Although the multicellular dosimetry approach used in this work does an excellent job of predicting the lethality of nonuniform distributions of ¹³¹I down to about 1% survival, Fig. 1B shows that the model fails for surviving fractions below 1% (P = 0 in Table 3, column 4, row 2). This was discussed by Neti and Howell (16), who suggested that it may be due to geometrical considerations in the experimental multicellular cluster model or perhaps some biological phenomenon. If geometrical considerations are the cause, methods that employ Monte Carlo techniques (11) or microdosimetric moments (12) may need to be employed. This is presently under investigation. It should also be pointed out that the current theoretical model uses mean self- and cross-doses. Variations of activity per labeled cell may also play a role in determining the dose–response curve beyond 1% survival.

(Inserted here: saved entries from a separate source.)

PR #1112, opened 2025-08-19
RISDEV-8761 Integrate docs endpoints in portal

hmones:
This PR implements the integration of the endpoints documentation inside the portal.

What is not covered:
Links to other static pages.


MagdaN (commented):
I think this interface looks better then what we already have, only downside would be that the demo feature is not responsive.

PR #969, opened 2022-12-31
_doebuild_path: simplify logic used to set PATH

floppym:
Remove logic to incoporate PREROOTPATH and ROOTPATH. I'm not sure where PREROOTPATH was ever used, and ROOTPATH has been deprecated in baselayout for a while.

Remove logic to add hard-coded directories like
${EPREFIX}/{,usr{,/local}/{sbin,bin}. Adding these paths is unnecessary if env.d or the calling environment have a valid PATH setting.

Add logic to ignore PATH from the calling environment if PATH is set in env.d. This ensures that packages can update PATH by installing files in /etc/env.d and this will work without having to restart Portage with an updated environment.

Bug: https://bugs.gentoo.org/607696
Bug: https://bugs.gentoo.org/693308
Bug: https://bugs.gentoo.org/888543

### DIFF
--- a/lib/portage/package/ebuild/doebuild.py
+++ b/lib/portage/package/ebuild/doebuild.py
@@ -284,20 +284,8 @@ def _doebuild_path(settings, eapi=None):
     if portage_bin_path[0] != portage.const.PORTAGE_BIN_PATH:
         # Add a fallback path for restarting failed builds (bug 547086)
         portage_bin_path.append(portage.const.PORTAGE_BIN_PATH)
-    prerootpath = [x for x in settings.get("PREROOTPATH", "").split(":") if x]
-    rootpath = [x for x in settings.get("ROOTPATH", "").split(":") if x]
-    rootpath_set = frozenset(rootpath)
-    overrides = [
-        x for x in settings.get("__PORTAGE_TEST_PATH_OVERRIDE", "").split(":") if x
-    ]
 
-    prefixes = []
-    # settings["EPREFIX"] should take priority over portage.const.EPREFIX
-    if portage.const.EPREFIX != settings["EPREFIX"] and settings["ROOT"] == os.sep:
-        prefixes.append(settings["EPREFIX"])
-    prefixes.append(portage.const.EPREFIX)
-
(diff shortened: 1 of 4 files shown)


lib/portage/package/ebuild/doebuild.py
```diff
@@ -317,24 +305,15 @@ def _doebuild_path(settings, eapi=None):
...
-                path.append(x_abs)
 
-    path.extend(rootpath)
+    # If PATH is set in env.d, ignore PATH from the calling environment.
+    # This allows packages to update our PATH as they get installed.
+    if "PATH" in settings.configdict["env.d"]:
+        settings.configdict["env"].pop("PATH", None)
+
+    if "PATH" in settings:
+        path.extend(settings["PATH"].split(":"))
```
zmedico, line 315: This looks like it could lead to feedback, causing unbounded growth of the PATH setting with duplicate values.

floppym: It does seem that way, especially if env.d is empty and we skip line 312.

However, I wasn't able to cause PATH to be duplicated, even after commenting out line 311 and 312. I assume that the _doebuild_path function simply isn't called more than once with the same config instance.

I could add a failsafe If you think it makes sense. Maybe something like `settings["__doebuild_path"] = "done"`, and make `_doebuild_path` a noop if it finds that setting.

floppym: I changed the code to avoid adding duplicate entries. That's probably less error-prone.

thesamesam: I think I'd feel better if we had one, to be robust to future changes. Or a test to try check that duplicates get filtered if it doesn't already?

floppym: > However, I wasn't able to cause PATH to be duplicated, even after commenting out line 311 and 312.

The PATH was actually getting duplicated during the "merge" phase, so I didn't see it in my ebuild-based tests. The revised code with duplicate elimination should fix that.

zmedico (approved):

Finally, it should be noted that this theoretical model is likely to be applicable under certain circumstances for classes of radionuclides other than energetic β-particle emitters. This is because the radiotoxicity of the self- and cross-doses are accounted for individually, a feature required by many Auger electron-emitting radionuclides (e.g. ¹¹¹In, ¹²⁵I). However, caution should be exercised, particularly when very small fractions of cells are labeled. In these instances, when relatively short-range radiations are responsible for the cross-dose, there can be wide variation in the cross- dose received by the cells. This may lead to a highly variable response in the unlabeled cell population. The present theoretical model may not be adequate in this situation. However, multicellular dosimetry approaches can be designed to handle such cases, as well as biological phenomena such as bystander effects (27–31).

CONCLUSIONS

When the distributions of ¹³¹I in tissue is nonuniform at the microscopic level, multicellular dosimetry can be used successfully to predict biological response, whereas the mean absorbed dose fails in this regard.